Im Jahr 2005 veröffentlichte der Stanford-Medizinprofessor John Ioannidis ein Paper, das über Fachgrenzen hinweg relevant wurde. [1] Es ging um die Frage, mit welcher Wahrscheinlichkeit publizierte Forschungsergebnisse tatsächlich stimmen. Die Analysen ergaben kein gutes Bild: Bei den meisten Studiendesigns war es wahrscheinlicher, dass ein Ergebnis in Wahrheit falsch statt richtig ist.
Faktorzoo
Die Studie bezog sich auf die Medizin, doch in vielen Fächern sind die Methoden ähnlich: Wissenschaftler verwenden Hypothesentests, um ihre Ergebnisse auf statistische Signifikanz zu überprüfen. Entscheidend ist dabei das gewählte Signifikanzniveau (p-Wert) von meist 5 Prozent.
Das eigentliche Problem entsteht aber erst in der Art und Weise, wie damit umgegangen wird bzw. welche Interessen das Ganze beeinflussen. Der bekannte US-Kapitalmarktforscher Campbell Harvey veröffentlichte dazu kürzlich sein Paper „The Pitfalls of Asset Management Research“. [2]
Er schreibt, dass die Kapitalmarkttheorie inzwischen über 400 Faktoren kennt, um den Querschnitt der erwarteten Renditen zu erklären. Das ist ganz offensichtlich etwas zu viel des Guten und wird deshalb auch als „Faktorzoo“ bezeichnet. Trotzdem sind diese Faktoren aber laut der Studien, in denen sie vorgestellt wurden, fast alle statistisch signifikant.
Falsche Anreize
Wie konnte es dazu kommen? Das Paper beschreibt dazu eine dysfunktionale Kette, die zu falschen Anreizen und verzerrten Forschungsergebnissen führt:
● Wissenschaftler müssen Veröffentlichungen vorweisen, um befördert bzw. überhaupt fest angestellt zu werden und mehr Geld zu bekommen
● Positive, statistisch signifikante Ergebnisse bringen den jeweiligen Journals viel mehr Zitate ein (darüber konkurrieren sie untereinander) und haben deshalb einen höheren Stellenwert
● Negative bzw. nicht signifikante Ergebnisse lassen sich kaum noch erfolgreich publizieren
Wissenschaftler haben also einen Anreiz, umfangreiches Data Mining zu betreiben, um möglichst „gute“ Ergebnisse zu erzielen.
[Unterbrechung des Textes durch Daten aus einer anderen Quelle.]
PR #53, opened 2020-10-11
Check that required Vulkan extensions exist in vulkan example

str4d:
The example still panics if an extension is missing, but now instead of
seeing ERROR_EXTENSION_NOT_PRESENT in the panic message, the user now
sees which extension is missing.

### DIFF
--- a/openxr/examples/vulkan.rs
+++ b/openxr/examples/vulkan.rs
@@ -6,7 +6,7 @@
 //! largely decouple its Vulkan and OpenXR components and handle errors gracefully.
 
 use std::{
-    ffi::CString,
+    ffi::{CStr, CString},
     io::Cursor,
     sync::{
         atomic::{AtomicBool, Ordering},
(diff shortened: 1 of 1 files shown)


str4d:
I added this code to the example in order to debug the `ERROR_EXTENSION_NOT_PRESENT`, which revealed that it was caused by SteamVR specifying `VT_EXT_debug_marker` (which I could then search for, uncovering [threads like these](https://steamcommunity.com/app/250820/discussions/8/2950376208547832257/)). I figure just including this in the example saves others the first step.

str4d:
And for future devs who encounter this, the patch to enable SteamVR (beta 1.15.2) to run the example (in addition to #52):
```diff
diff --git a/openxr/examples/vulkan.rs b/openxr/examples/vulkan.rs
index 34ac623..4e40a72 100644
--- a/openxr/examples/vulkan.rs
+++ b/openxr/examples/vulkan.rs
@@ -147,6 +147,7 @@ fn main() {
         .vulkan_device_extensions(system)
         .unwrap()
         .split(' ')
+        .filter(|&ext| ext != "VK_EXT_debug_marker")
         .map(|x| CString::new(x).unwrap())
         .collect::<Vec<_>>();
     println!("required Vulkan device extensions: {:?}", vk_device_exts);
```

Ralith (approved):
Thanks! I'm actually open to including the workaround directly, though hopefully it'll only be needed temporarily...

Zudem können sie die statistische Signifikanz auf verschiedene Art und Weise erhöhen: Durch gezielte Wahl des verwendeten Regressionsmodells, eine Selektion bestimmter Variablen, speziell gewählte Datenzeiträume, den Ausschluss von Ausreißern oder die (unnötige) Transformation von Variablen.
p-Hacking
Diese Praktiken fallen unter den Begriff „p-Hacking“ und gelten als Fehlverhalten der Forscher. Doch das Ganze kommt nur selten ans Licht. Denn im Nachhinein ist dieses Vorgehen für den Betrachter kaum noch zu erkennen. Zum Beispiel, wenn von 100 untersuchten Variablen am Ende nur über die eine berichtet wird, die – wahrscheinlich rein zufällig – funktioniert hat.
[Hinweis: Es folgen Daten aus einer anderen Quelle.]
PR #73, opened 2021-02-17
Add example demonstratring how to get tracking data

exrook:
Minimal example that gets pose information from tracked controllers.

It does not render anything but still makes a Vulkan instance based on the vulkan.rs example.
Theoretically we could use XR_MND_headless extension if it is present but my system does not support it, nor do the current bindings.

### DIFF
--- a/openxr/examples/vulkan.rs
+++ b/openxr/examples/vulkan.rs
@@ -85,20 +85,17 @@ fn main() {
     // extensions, so the instance and device MUST be set up before Instance::create_session.
 
     let vk_target_version = vk::make_version(1, 1, 0); // Vulkan 1.1 guarantees multiview support
+    let vk_target_version_xr = xr::Version::new(1, 1, 0);
 
     let reqs = xr_instance
         .graphics_requirements::<xr::Vulkan>(system)
         .unwrap();
-    if reqs.min_api_version_supported
-        > xr::Version::new(
-            vk::version_major(vk_target_version) as u16,
-            vk::version_minor(vk_target_version) as u16,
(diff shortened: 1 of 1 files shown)


Ralith:
Rather than duplicating a significant amount of code, could we just add this to the existing example?

exrook:
Sure, I can change it to that.
I just found the 600+ line vulkan example a little intimidating when I first found this project, and since I was only interested in getting the tracking data out I thought it would be nice to have a less involved example. Although at 400+ lines I suppose it's debatable how well this example fulfills that goal.

Ralith:
Yeah, if it's going to be super verbose anyway--and Vulkan always is--then we might as well consolidate and save maintenance effort. Alternatively, I'd also be happy with a more focused example that targets headless mode, though indeed it needs work at the wrapper layer. I'm equipped/heappy to test against monado, if you're interested in working on that.

exrook:
I've unified the examples now.

I may add a headless example in a future PR. I actually just tried installing monado on my laptop and it surprisingly (compared to SteamVR) just worked, although getting the vive working properly seems like it will require more effort, the example just hangs with the vive plugged in (and monado shows the vr view on my monitor instead of the hmd).

At the moment however I'm interested in getting an actual 3d example working, with proper view projection to the headset and showing the controller location/pose as cubes, so that may also come in a future PR. ...then after that I'll look at addressing https://github.com/gfx-rs/gfx/issues/3219 because "raw" vulkan really is obnoxious to work with.

Ralith (approved):
Thanks!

Etwa die Hälfte der empirischen Forschungsergebnisse im Finanzbereich sind wahrscheinlich falsch. (Campbell Harvey)
Schon im Jahr 2015 war Harvey Co-Autor eines Papers, in dem die gängige Praxis kritisiert wurde. Die Forscher führten damals einen neuen Rahmen für Mehrfachtests ein. Demnach sollten neue Faktoren eine viel höhere Hürde nehmen, um als signifikant zu gelten (t-Wert über 3). Doch diese Erkenntnis setzt sich aufgrund des Anreizproblems nur langsam durch.
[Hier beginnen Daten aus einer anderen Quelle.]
PR #17, opened 2020-05-05
PLATUI-441: Add currency input component from hmrc-frontend

matthewmascord:
Allow additional set of test fixtures (in addition to those published within hmrc-frontend)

Für Untersuchungen aus der Kapitalmarktpraxis ist Campbell Harvey etwas optimistischer. Denn Asset Manager haben eine andere Anreizstruktur: Sie möchten Gebühren erzielen, die meist auch von der erzielten Performance abhängen, und müssenihre Reputation wahren. Deshalb ist zu vermuten, dass hier zumindest die skurrilsten Rückrechnungen vorab ausgesiebt werden.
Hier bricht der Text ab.